Les auteurs du projet Ozouga Chimpanzee et d'Osnabrück suggèrent que les insectes appliqués pourraient avoir des propriétés anti-inflammatoires ou antiseptiques. L'utilisation d'insectes à des fins thérapeutiques remonte à 1 400 avant notre ère chez l'homme et est toujours populaire parmi les populations humaines couvrant une variété d'espèces d'insectes avec des effets antibiotiques et antiviraux scientifiquement prouvés. Alternativement, une autre explication peut être qu'un tel comportement n'a pas de conséquences bénéfiques mais fait partie de la culture locale des chimpanzés, tout comme un grand nombre de traitements médicaux dans les sociétés humaines.
"Pour moi, étant intéressé par les capacités cognitives des chimpanzés, il était particulièrement frappant de constater que les individus soignent non seulement les leurs, mais aussi les blessures d'autres individus non apparentés.

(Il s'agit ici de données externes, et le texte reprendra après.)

PR #3965, opened 2025-11-11
In generator project mix task, pass a UUID map

### LINKED ISSUE #3964: Sandboxes: when merging, how can we make UUID generation predictable?
When writing tests against sandbox merging, sometime a merge creates a node or edge with a new UUID.

It can be hard to write tests against this because I can't predict the UUID. I can't write a test which says: "merge node X into Workflow W and ensure that X has THIS UUID".

This must be a problem inside Lightning tests too?

This affects me most in the CLI mix task.

The best way I can think to solve this is to pass in a preordained list of new UUIDs against node **names**. Before creating a new UUID, Lightning should always check against this list and use the mapped values. I use a similar pattern in CLI testing and it works well

I think CLI has the same problem btw

josephjclark:
I am writing unit tests against the `mix generate_workflow` command. I am taking two projects, merging them, and comparing the results.

I've hit a fun problem on new nodes created in the source sandbox (ie, staging). Lightning generates new UUIDs for them in the target project. But I can't predict those UUIDs, so it's very hard to write compelling tests.

This PR allows me to explicitly pass a UUID mapping into the command. So if there's a new node called `abc` in the source, I want to assign it a UUID of `xyz` in the target:
```
mix lightning.generate_workflow staging.json main.json --uuid abc:xyz
```

Note that in tests I very rarely use actually UUIDs, so the command allows me to pass in fake UUIDs as strings or numbers.

I have deliberately not added a node to the changelog. I'm not sure it's relevant?

Closes #3964

## AI Usage

Claude generated all the code over a series of commits, with some refactoring and design from myself.

- [ ] Strategy / design
- [ ] Other
- [ ] I have not used AI

### DIFF
--- a/lib/mix/tasks/merge_projects.ex
+++ b/lib/mix/tasks/merge_projects.ex
@@ -129,18 +129,10 @@ defmodule Mix.Tasks.Lightning.MergeProjects do
     |> Enum.reduce(%{}, fn mapping_str, acc ->
       case String.split(mapping_str, ":") do
         [source_id, target_id] ->
-          source_id = String.trim(source_id)
-          target_id = String.trim(target_id)
+          source_id = cast_int_or_string(source_id)
+          target_id = cast_int_or_string(target_id)
 
-          # Support both string and integer keys by adding both forms
-          acc
-          |> Map.put(source_id, target_id)
-          |> then(fn map ->
-            case Integer.parse(source_id) do
-              {int_id, ""} -> Map.put(map, int_id, target_id)
-              _ -> map
-            end
-          end)
+          Map.put(acc, source_id, target_id)
 
         _other ->
           Mix.raise("""
@@ -151,6 +143,13 @@ defmodule Mix.Tasks.Lightning.MergeProjects do
           """)
       end
     end)
+  end
+
+  defp cast_int_or_string(value) do
+    case Integer.parse(value) do
+      {int, ""} -> int
+      _ -> String.trim(value)
+    end
   end
 
   defp encode_json(project) do


josephjclark:
Thanks @midigofrank. What are you envisioning by "make it priority"? What sort  of changes would you imagine?

I think this is only needed when new nodes and edges are created in the source. Which is a common use-case but also not totally core.

If we want to broaden this up, we could explore a flag that enables seeded "uuids" which are just incrementing numbers. I use this approach all the time in the CLI, and it a least means the ids are predictable.

But tbh this approach here works great for me today and I wouldn't want to spend a lot of time anything more substantial. Not yet anyway :)

midigofrank:
Aaah I see. I meant having it as the accumulator during the first step of mapping in the merge algorithm. Think of it as them being already mapped nodes

josephjclark:
Maybe. I think I'd rather just merge it as-is. Given that it's a test util I think I prefer the idea that the implementation is out on the fringes. I also don't want to take a lot of resources on it, given that it works great from my point of view

lib/mix/tasks/merge_projects.ex
```diff
@@ -113,6 +123,36 @@ defmodule Mix.Tasks.Lightning.MergeProjects do
...
+  defp parse_uuid_mappings(opts) do
+    opts
+    |> Keyword.get_values(:uuid)
+    |> Enum.reduce(%{}, fn mapping_str, acc ->
+      case String.split(mapping_str, ":") do
+        [source_id, target_id] ->
+          source_id = String.trim(source_id)
+          target_id = String.trim(target_id)
+
+          # Support both string and integer keys by adding both forms
```
midigofrank: @josephjclark by the way why do we need to add both keys in here? And why are we only parsing the `source` and not the `target`?

midigofrank: Hmm, it's actually this part that's failing in the CI. I'll have a look tomorrow

josephjclark:
Thank you so much @midigofrank :pray:

lib/mix/tasks/merge_projects.ex
josephjclark: This is probably AI silliness that has not been properly validated by this silly human

I do need string and integer types, although maybe there's a better way I can handle this (like maybe my test code should be casting numbers to strings)

PR #3973, opened 2025-11-12
fix: prevent atom exhaustion in `merge_projects` mix task

elias-ba:
## Description

This PR fixes a security vulnerability in the `mix lightning.merge_projects` task where malicious JSON input with arbitrary keys could cause atom exhaustion and crash the VM.

The fix uses `String.to_existing_atom/1` to safely convert JSON keys to atoms, only allowing keys that already exist in the system. This prevents creation of unlimited atoms from malicious input while maintaining compatibility with the merge algorithm.

Closes #3956

## Validation steps

1. **Test basic merge functionality:**
   ```bash
   mix test test/mix/tasks/merge_projects_test.exs
   ```
   All tests should pass.

2. **Test with non-UUID IDs (Joe's requirement):**
   - Run merge with projects using simple IDs like "1", "2", "test-source-1"
   - Verify merge works without requiring valid UUIDs

3. **Test security:**
   - Try merging a project with unknown JSON keys
   - Should raise clear error about unknown fields

4. **Test offline operation:**
   - Run mix task without database connection
   - Should work without any database access

1. **Implementation approach:** Uses `atomize_keys/1` function that recursively converts only map keys to atoms (not values). UUIDs and other string values remain as strings.

2. **No Provisioner coupling:** Intentionally does not use `Provisioner.parse_document/1` to avoid coupling to validation rules and usage limiting checks (per Joe's feedback).

3. **Lets merge fail naturally:** If project structure is truly invalid, the merge algorithm itself will fail with appropriate errors rather than blocking upfront.

## AI Usage

- [ ] Strategy / design
- [ ] Other
- [ ] I have not used AI

## Pre-submission checklist

### DIFF
--- a/test/mix/tasks/merge_projects_test.exs
+++ b/test/mix/tasks/merge_projects_test.exs
@@ -705,7 +705,7 @@ defmodule Mix.Tasks.Lightning.MergeProjectsTest do
       assert result["name"] == "target-project"
     end
 
-    test "works offline without database access", %{tmp_dir: tmp_dir} do
+    test "runs standalone without database fixtures", %{tmp_dir: tmp_dir} do
       source_state =
         build_project_state(
           id: "offline-source",


elias-ba:
Hey @rorymckinley and @josephjclark 👋

This is a new PR that supersedes #3956. Based on Joe's feedback about not coupling the merge task to Provisioner validation or database requirements, I've implemented a much simpler approach.

### What changed from #3956

The new implementation:
- No Provisioner dependency (avoids coupling to validation rules and usage limits)
- No database access (works completely offline as Joe needed)
- Simple `String.to_existing_atom/1` for security (prevents atom exhaustion)
- Supports non-UUID IDs like "1", "test-source-1" (Joe's requirement for testing)
- Lets the merge algorithm handle validation naturally

### How it works

1. Takes JSON files as input
2. Converts string keys to existing atoms using `String.to_existing_atom/1`
3. Passes atom-keyed maps to `MergeProjects.merge_project/2`
4. Returns the merged result

This approach keeps the Mix task decoupled from Lightning's validation constraints while still preventing the atom exhaustion security vulnerability.

@josephjclark - As discussed on Slack, this should satisfy your testing needs. When you have time, please test this branch thoroughly and let me know if you see any issues. I've added you as a reviewer.

@rorymckinley - When you get a chance, would you be able to help review this and get it merged? I believe this approach is cleaner and aligns better with the Mix task's purpose of being a simple, offline utility.

Thanks both! 🙏

josephjclark (approved):
Not going to pretend to 100% understand what's happening here - but this passes against my test suite, so I'm all for it!

lib/mix/tasks/merge_projects.ex
```diff
@@ -89,30 +89,34 @@ defmodule Mix.Tasks.Lightning.MergeProjects do
...
+    Map.new(data, fn {key, value} ->
+      atom_key = if is_binary(key), do: String.to_existing_atom(key), else: key
+      {atom_key, atomize_keys(value)}
+    end)
+  end
 
-      This may indicate incompatible project structures or corrupted data.
-      Please verify both files are valid Lightning project exports.
-      """)
+  defp atomize_keys(data) when is_list(data) do
```
rorymckinley: @elias-ba If I comment out this method, no tests fail - is it still required?

lib/mix/tasks/merge_projects.ex
```diff
@@ -89,30 +89,34 @@ defmodule Mix.Tasks.Lightning.MergeProjects do
...
 
-    e ->
-      Mix.raise("""
-      Failed to merge projects
-
-      #{Exception.message(e)}
+  defp atomize_keys(data) when is_map(data) do
+    Map.new(data, fn {key, value} ->
+      atom_key = if is_binary(key), do: String.to_existing_atom(key), else: key
+      {atom_key, atomize_keys(value)}
```
rorymckinley: @elias-ba If you are going to be atomizing things that are not keys - maybe this should be called just `atomize`, or `maybe_atomize`?

lib/mix/tasks/merge_projects.ex
```diff
@@ -89,30 +89,34 @@ defmodule Mix.Tasks.Lightning.MergeProjects do
...
 
-  defp perform_merge(source_project, target_project) do
+  defp perform_merge(source_data, target_data) do
+    source_project = atomize_keys(source_data)
+    target_project = atomize_keys(target_data)
+
     MergeProjects.merge_project(source_project, target_project)
   rescue
-    e in KeyError ->
+    ArgumentError ->
```
rorymckinley, line 130: @elias-ba This does not appear to have any test coverage?

lib/mix/tasks/merge_projects.ex
```diff
@@ -89,30 +89,34 @@ defmodule Mix.Tasks.Lightning.MergeProjects do
     write_output(output, output_path)
   end
 
-  defp perform_merge(source_project, target_project) do
+  defp perform_merge(source_data, target_data) do
```
rorymckinley: @elias-ba I can unfortunately not comment on the line I want to as it is not part of the diff, but:

`read_state_file` still contains `Jason.decode(content, keys: :atoms)` and `read_state_file` provides the input to `perform_merge` so it gets executed _before_ we cll `atomize_keys` so are we not still vulnerable to a DoS via JSON parsing?

lib/mix/tasks/merge_projects.ex
```diff
@@ -89,30 +89,34 @@ defmodule Mix.Tasks.Lightning.MergeProjects do
...
+  end
 
-    e ->
-      Mix.raise("""
-      Failed to merge projects
-
-      #{Exception.message(e)}
+  defp atomize_keys(data) when is_map(data) do
+    Map.new(data, fn {key, value} ->
+      atom_key = if is_binary(key), do: String.to_existing_atom(key), else: key
```
rorymckinley, line 141: @elias-ba Are we sure that all the string keys will already be present in memory as items at the time this task runs? I can imagine that it will be quite a frustrating user experience if this is not the case.

test/mix/tasks/merge_projects_test.exs
```diff
@@ -378,9 +400,157 @@ defmodule Mix.Tasks.Lightning.MergeProjectsTest do
...
+      # enumerate workflows (which is a string instead of a list)
+      # This is expected behavior - we let the merge algorithm fail naturally
+      assert_raise Protocol.UndefinedError, fn ->
         Mix.Tasks.Lightning.MergeProjects.run([source_file, target_file])
       end
     end
   end
+
+  describe "run/1 - flexibility for testing (Joe's requirements)" do
+    test "allows non-UUID IDs for testing purposes", %{tmp_dir: tmp_dir} do
```
rorymckinley, line 640: @elias-ba Would passing in non-UUID IDs be a valid option for users other than @josephjclark ?

If not, I would suggest that we perhaps disable the UUID -checking via an ENV variable to give Joe the flexibility he requires, but keep it enabled otherwise, which would allow other users tighter validation?

rorymckinley: @elias-ba This test looks as if it may be a duplicate of the test on line 9?

test/mix/tasks/merge_projects_test.exs
```diff
@@ -378,9 +400,157 @@ defmodule Mix.Tasks.Lightning.MergeProjectsTest do
...
+          Mix.Tasks.Lightning.MergeProjects.run([source_file, target_file])
+        end)
+
+      {:ok, result} = Jason.decode(output)
+
+      assert result["id"] == "2"
+      assert result["name"] == "target-project"
+    end
+
+    test "successfully merges projects with deeply nested structures", %{
```
rorymckinley: @elias-ba This test also looks as if it may be a duplicate of the test on line 9?

test/mix/tasks/merge_projects_test.exs
```diff
@@ -378,9 +400,157 @@ defmodule Mix.Tasks.Lightning.MergeProjectsTest do
...
+
+      workflow = hd(result["workflows"])
+      assert workflow["name"] == "Workflow 1"
+
+      job = hd(workflow["jobs"])
+      assert job["body"] == "console.log('updated')"
+      assert job["name"] == "Job 1"
+    end
+
+    test "works offline without database access", %{tmp_dir: tmp_dir} do
```
rorymckinley: @elias-ba For this test are we simulating 'without database access' by just not inserting any fixtures into the database?

rorymckinley:
@elias-ba Ok, done. If my assessment re: the continued presence of `Jason.decode` with atoms is correct, that is the ony blocker - the rest are nice-to-haves (depending on how you view test coverage :) ).

test/mix/tasks/merge_projects_test.exs
josephjclark: Happy with a strict mode in prod and chill mode in dev! I don't need this stuff to run on the platform

elias-ba:
@rorymckinley Thanks for the thorough review Rory! You're absolutely right about the blocker - that was embarrassing. I could swear I had removed the `keys: :atoms` from Jason.decode, but it must have come back through merge conflicts or something. Either way, I'm really glad you caught it because that was the whole point of this PR. I've now removed the `keys: :atoms` option entirely, so we parse with string keys and then explicitly atomize using `String.to_existing_atom/1`. This actually closes the DoS vulnerability.

For the atom availability concern, great catch. I've added an `ensure_schemas_loaded()` function that calls `Code.ensure_loaded/1` on all the schema modules we need (Project, Workflow, Job, Trigger, Edge). This ensures their field atoms are in memory before we attempt atomization. Used a module attribute `@required_schemas` at the top of the file so it's easy to add new schemas as the export format evolves.

For the function naming, you're right that `atomize_keys` was misleading since it recursively atomizes maps and lists. Renamed it to just `atomize` throughout.

Added test coverage for the ArgumentError rescue block - it creates JSON with a dynamically generated field name that won't exist as an atom, verifying the protection mechanism actually works when unknown fields are present.

For the UUID validation discussion, since this doesn't involve any database queries we're probably running no risk by allowing non-UUID IDs. The flexibility is useful for Joe's testing scenarios without compromising anything.

On test duplication, you were spot on. The "deeply nested structures" test was essentially identical to the basic merge test, just with different ID formats. Removed it and enhanced the remaining test with clearer comments.

I also renamed the "works offline without database access" test to "runs standalone without database fixtures" which better describes what it's actually testing.

Please could you do another round of review and let me know if you see any other issues! Thanks a lot man for your help

taylordowns2000:
yeah @rorymckinley , we were supposed to be done with the quote wars (`"` to `'`) but they keep popping up

Issue #4024, opened 2025-11-19
Saving in collaborative editor should update the version number in VersionDropdown without refreshing


lmac-1:
**Describe the bug** If you save a workflow in the collaborative editor and it updates the version of the workflow, the version number in the version dropdown in the header does not update without refreshing the page.

**Version number** v2.14.15-pre (main)

I have reproduced this locally on main:

- [x] Yes
- [ ] No

**To Reproduce** Steps to reproduce the behavior:

1. Open collaborative editor and make a note of the current version of the workflow by opening the VersionDropdown (e.g. latest = version 90)
2. Make a change to the workflow
3. Click Save
4. Check the VersionDropdown version

**Expected behavior** The version number should have increased by one (i.e. latest is now 91)

**Actual behavior** The version number remains unchanged. If I refresh the page, the version number correctly increases by one.

**Screenshots** 

<img width="1363" height="329" alt="Image" src="https://github.com/user-attachments/assets/c0e21e65-5bf8-40e0-b0ca-94ffe1306329" />

lmac-1:
Assigning to myself as I think this is connected to other bugs I'm looking at

lmac-1:
Closed in #4062

PR #4029, opened 2025-11-19
Fix phantom snapshot creation from virtual trigger field

### LINKED ISSUE #4021: Does a new version get created on every manual run?
Possible bug here. Does a new workflow version get created on every manual run in the new collaborative editor?

**🎯 Goal:** It shouldn't! A new version should only be created if the workflow changed.

**Placeholder**

@lmac-1 and I have just detected something where the version number increases on every run (even if no changes are made) 

**Lucy** [Today at 2:46 PM] I'm wondering if it's related to my PR from before which was touching all of that (clicking "latest" at the top and the warning message) https://github.com/OpenFn/lightning/pull/3941

**Lucy** [1 hour ago](https://openfn.slack.com/archives/C05KZNPEJFN/p1763569188565829?thread_ts=1763559651.370189&cid=C05KZNPEJFN) I just had a little look .. I don't think that the PR I linked is what broke things, but it does draw attention to the underlying bug.

When you run a workflow without making any changes, the version number still increments. Then, when you view that run, the UI shows the “old version” warning because the run’s version no longer matches the version in the header. That’s the unexpected behaviour.

**Stu Corbishley** [44 minutes ago](https://openfn.slack.com/archives/C05KZNPEJFN/p1763569306864729?thread_ts=1763559651.370189&cid=C05KZNPEJFN) The strange thing is, that only the server increments the number. The manual run function/behaviour on the backend is the same as it always was afaik

**Lucy** Yeah and I don't remember seeing version numbers going so high before.. strange

**Lucy** Extra context: The version number doesn't appear to increase when it runs automatically. Seems to only happen when manually kicking off a run from collab editor. For example - if the run runs via cron job, that doesn't increase version number, but if i manually click run from collab editor it does.

**Taylor Downs** Kicking off a run definitely saves and runs the workflow. The question is if the save event is sent, and there are no changes, does it still increment the version?

### LINKED ISSUE #4025: Saving a workflow in collaborative editor without making any changes creates a new version
**Describe the bug** If you open a workflow in collaborative editor and click Save without making any new changes, it updates the version number.

**Version number** v2.14.15-pre

- [x] Yes
- [ ] No

1. Open collaborative editor and make a note of the current version (e.g. latest = version 90)
2. Click Save 
3. Refresh the page to update version dropdown (due to #4024 - UI version number without refreshing the page)

NOTE: If you aren't sure if your workflow has unsaved changes - you can repeat the steps - as the second time you save, you can be sure that you don't have any new changes

**Expected behavior** Latest should not have changed (e.g. should still be latest = version 90)
**Actual behavior** Latest has increased by 1 (e.g. latest = version 91)

lmac-1:
_FYI - this fix was applied by Claude after investigating and debugging. I would like a careful review / opinion from someone with more knowledge to make sure that this doesn't break something else down the line.

**This PR is still in draft as some Elixir tests are breaking but would appreciate some feedback as to whether this is the right approach. Thanks! **
_

## Description

Snapshots were being created on every save, even when no changes were made to the workflow and when kicking off a manual run. This caused version numbers to increment unnecessarily and created confusion about what actually changed.

Root cause: The Trigger schema has a virtual field `has_auth_method` that is computed at query time from the `webhook_auth_methods` association. This field was being serialized to Y.Doc and sent back on save, causing Ecto to detect it as a change even though it's a read-only computed value.

Virtual fields should never be serialized/deserialized as they are always recomputed by the backend from their source data. The frontend manages this field locally for UI display (lock icon on triggers) via `webhook_auth_methods_updated` broadcasts.

Changes:
- Remove `has_auth_method` from trigger serialization (line 199)
- Remove `has_auth_method` from trigger deserialization (line 247)
- Add comprehensive tests verifying:
  * Saves without changes do not create snapshots
  * Saves with changes do create snapshots
  * Round-trip serialization produces no phantom changes

This fixes: 
1. Creating a new snapshot when there are no new changes
2. Creating a new snapshot when you manually kick off a run

2 for the price of one!

Closes #4021 and closes #4025

## Validation steps

1. Open collaborative editor for a workflow
2. Click Save to ensure starting from a clean state (in case there are lingering unsaved changes)
3. Refresh the page to see the updated version number (due to #4024)
4. Make a note of the current version number int he version dropdown (e.g. latest = version 90)
5. Manually kick off a run
6. Return to collaborative editor and check the version number
7. Version should still be the same (e.g. latest = version 90) and manually running shouldn't create a snapshot
8. Click Save without making any changes to the workflow
9. Refresh the page to see the updated version number
10. Check the version number in the dropdown - it should still be the same (e.g. latest = version 90) 

Expected result: version number stays the same after manually kicking off a run and saving the workflow without any new changes. 

I debugged this with Claude and still don't have a big picture of `has_auth_method` and whether this might break something further down the line. Claude says it's fine but I don't 100% trust it. I'd appreciate the input of someone with more knowledge of how everything else is working end-to-end 💗

<details>

<summary>More notes from Claude: </summary>

Why Removing It Doesn't Break Anything
The backend never reads has_auth_method from the frontend. Here's the data flow: Frontend → Backend (Workflow Save):
- ❌ Before fix: Included has_auth_method: true → Backend saw virtual field "change" → Created snapshot
- ✅ After fix: Omits has_auth_method → Backend doesn't see phantom change → No snapshot

Backend → Frontend (Page Load):
- Backend loads trigger from database
- Computes has_auth_method fresh from the webhook_auth_methods association
- Frontend receives this value and can display lock icons correctly

Frontend Internal (Real-time Updates):
- When auth methods change, Phoenix Channel broadcasts webhook_auth_methods_updated
- Frontend updates has_auth_method in Y.Doc directly (line 552 of createWorkflowStore.ts)
- Lock icon updates in real-time
- This local update never needs to go back to the server

</details>

## AI Usage

- [x] Strategy / design
- [ ] Other
- [ ] I have not used AI

## Pre-submission checklist

### DIFF
--- a/test/lightning/collaboration/session_test.exs
+++ b/test/lightning/collaboration/session_test.exs
@@ -220,7 +220,7 @@ defmodule Lightning.SessionTest do
         assert doc_trigger = find_in_ydoc_array(triggers_array, trigger.id),
                "Trigger #{trigger.id} not found in doc"
 
-        ~w(cron_expression enabled has_auth_method id type)
+        ~w(cron_expression enabled id type)
         |> Enum.each(fn key ->
           doc_value = Yex.Map.fetch!(doc_trigger, key)
 
--- a/test/lightning/collaboration/workflow_serializer_test.exs
+++ b/test/lightning/collaboration/workflow_serializer_test.exs
@@ -179,7 +179,6 @@ defmodule Lightning.Collaboration.WorkflowSerializerTest do
       assert trigger["id"] == workflow_trigger.id
       assert trigger["type"] == "webhook"
       assert trigger["enabled"] == true
-      assert trigger["has_auth_method"] == false
       assert is_nil(trigger["cron_expression"])
     end
 
@@ -759,7 +758,6 @@ defmodule Lightning.Collaboration.WorkflowSerializerTest do
                "id" => trigger.id,
                "type" => "webhook",
                "enabled" => true,
-               "has_auth_method" => trigger.has_auth_method,
                "cron_expression" => nil
              } == extracted_trigger
 
@@ -978,8 +976,7 @@ defmodule Lightning.Collaboration.WorkflowSerializerTest do
                "id" => original_trigger.id,
                "type" => to_string(original_trigger.type),
                "enabled" => original_trigger.enabled,
-               "cron_expression" => original_trigger.cron_expression,
-               "has_auth_method" => original_trigger.has_auth_method
+               "cron_expression" => original_trigger.cron_expression
              } == extracted_trigger
 
       # Positions
@@ -1259,7 +1256,7 @@ defmodule Lightning.Collaboration.WorkflowSerializerTest do
              } == edge
     end
 
-    test "preserves all 5 trigger fields" do
+    test "preserves all trigger fields" do
       workflow =
         build(:workflow)
         |> with_trigger(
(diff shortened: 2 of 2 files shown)


lmac-1:
Sorry @taylordowns2000 @stuartc @elias-ba I have removed the request to review as this is still a draft PR. Would appreciate some feedback/discussion though!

De tels exemples de comportements prosociaux clairs sont rarement observés chez les espèces non humaines, mais ces observations peuvent maintenant aussi convaincre les sceptiques", déclare Pika.
Dans une prochaine étape, les chercheurs visent à récupérer les parties d'insectes restantes pour identifier l'espèce et ensuite effectuer des essais biologiques pour étudier les propriétés pharmaceutiques potentielles. De plus, l'équipe se concentrera également sur la dimension sociale du comportement, comme qui sont les principaux acteurs et qui sont les principaux destinataires du « traitement », ainsi que les processus d'apprentissage social qui permettent sa transmission.
"Il est tout simplement fascinant de voir qu'après des décennies de recherche sur les chimpanzés sauvages, ils nous surprennent encore avec de nouveaux comportements inattendus", déclare Deschner. "Notre étude montre qu'il reste encore beaucoup à explorer et à découvrir sur nos plus proches parents vivants, et nous devons donc encore faire beaucoup plus d'efforts pour les protéger dans leur habitat naturel."